Please find all lines containing "error" in the listing below and copy them.
RECORDS FOR PROCESSING Start Marker
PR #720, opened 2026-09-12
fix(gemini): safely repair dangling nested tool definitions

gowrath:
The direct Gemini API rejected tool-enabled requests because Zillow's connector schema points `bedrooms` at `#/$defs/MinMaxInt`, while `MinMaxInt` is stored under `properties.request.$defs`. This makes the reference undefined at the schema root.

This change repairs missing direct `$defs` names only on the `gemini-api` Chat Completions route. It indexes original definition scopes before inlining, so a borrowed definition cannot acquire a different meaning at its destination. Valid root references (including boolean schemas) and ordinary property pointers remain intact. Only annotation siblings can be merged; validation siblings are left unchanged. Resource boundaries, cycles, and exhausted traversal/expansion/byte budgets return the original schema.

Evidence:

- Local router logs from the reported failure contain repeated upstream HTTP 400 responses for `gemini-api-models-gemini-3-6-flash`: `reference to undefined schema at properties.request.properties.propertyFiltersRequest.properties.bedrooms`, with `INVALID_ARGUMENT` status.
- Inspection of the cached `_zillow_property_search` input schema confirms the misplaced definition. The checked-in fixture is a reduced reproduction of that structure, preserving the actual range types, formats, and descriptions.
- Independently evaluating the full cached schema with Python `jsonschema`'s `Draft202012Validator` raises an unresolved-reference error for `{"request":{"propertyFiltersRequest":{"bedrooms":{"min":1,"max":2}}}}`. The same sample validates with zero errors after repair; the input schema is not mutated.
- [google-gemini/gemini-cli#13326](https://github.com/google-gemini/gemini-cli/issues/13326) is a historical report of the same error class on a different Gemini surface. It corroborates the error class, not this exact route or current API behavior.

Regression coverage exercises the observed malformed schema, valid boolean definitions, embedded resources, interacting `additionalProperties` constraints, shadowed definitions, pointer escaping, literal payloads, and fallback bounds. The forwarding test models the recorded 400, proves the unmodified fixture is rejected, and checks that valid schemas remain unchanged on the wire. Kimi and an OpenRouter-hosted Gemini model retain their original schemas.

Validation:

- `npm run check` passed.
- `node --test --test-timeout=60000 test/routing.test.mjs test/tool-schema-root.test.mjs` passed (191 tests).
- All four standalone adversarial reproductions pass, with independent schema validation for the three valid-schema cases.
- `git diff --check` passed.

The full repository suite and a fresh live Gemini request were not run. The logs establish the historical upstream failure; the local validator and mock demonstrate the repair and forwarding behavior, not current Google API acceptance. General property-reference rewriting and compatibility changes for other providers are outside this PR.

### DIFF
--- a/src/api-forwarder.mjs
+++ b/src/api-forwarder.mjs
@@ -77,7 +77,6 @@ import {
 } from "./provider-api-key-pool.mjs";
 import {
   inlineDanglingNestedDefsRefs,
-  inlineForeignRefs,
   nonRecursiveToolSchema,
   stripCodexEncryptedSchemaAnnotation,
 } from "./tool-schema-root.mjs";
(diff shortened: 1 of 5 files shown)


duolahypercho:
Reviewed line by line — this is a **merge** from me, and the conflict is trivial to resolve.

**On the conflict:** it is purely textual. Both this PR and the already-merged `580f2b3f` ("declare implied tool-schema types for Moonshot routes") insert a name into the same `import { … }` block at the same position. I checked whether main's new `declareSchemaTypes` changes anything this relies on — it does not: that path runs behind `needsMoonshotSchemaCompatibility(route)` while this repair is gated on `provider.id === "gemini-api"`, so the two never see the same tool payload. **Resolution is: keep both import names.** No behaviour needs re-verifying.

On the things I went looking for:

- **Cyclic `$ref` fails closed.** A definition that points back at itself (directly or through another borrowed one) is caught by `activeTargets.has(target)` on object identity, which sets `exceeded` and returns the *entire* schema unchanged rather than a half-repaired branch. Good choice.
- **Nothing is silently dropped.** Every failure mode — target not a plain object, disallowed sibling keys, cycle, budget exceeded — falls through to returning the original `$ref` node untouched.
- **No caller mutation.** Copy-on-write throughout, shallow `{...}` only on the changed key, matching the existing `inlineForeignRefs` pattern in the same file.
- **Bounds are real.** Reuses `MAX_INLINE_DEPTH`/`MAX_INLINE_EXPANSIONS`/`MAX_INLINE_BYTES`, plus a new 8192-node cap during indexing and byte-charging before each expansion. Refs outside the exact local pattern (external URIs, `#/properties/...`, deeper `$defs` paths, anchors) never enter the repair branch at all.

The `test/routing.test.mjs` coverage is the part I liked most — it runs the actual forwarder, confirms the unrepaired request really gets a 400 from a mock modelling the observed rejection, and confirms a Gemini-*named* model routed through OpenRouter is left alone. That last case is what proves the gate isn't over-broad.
RECORDS FOR PROCESSING End Marker
RESULT FOR THIS TASK:
- Independently evaluating the full cached schema with Python `jsonschema`'s `Draft202012Validator` raises an unresolved-reference error for `{"request":{"propertyFiltersRequest":{"bedrooms":{"min":1,"max":2}}}}`. The same sample validates with zero errors after repair; the input schema is not mutated.
- [google-gemini/gemini-cli#13326](https://github.com/google-gemini/gemini-cli/issues/13326) is a historical report of the same error class on a different Gemini surface. It corroborates the error class, not this exact route or current API behavior.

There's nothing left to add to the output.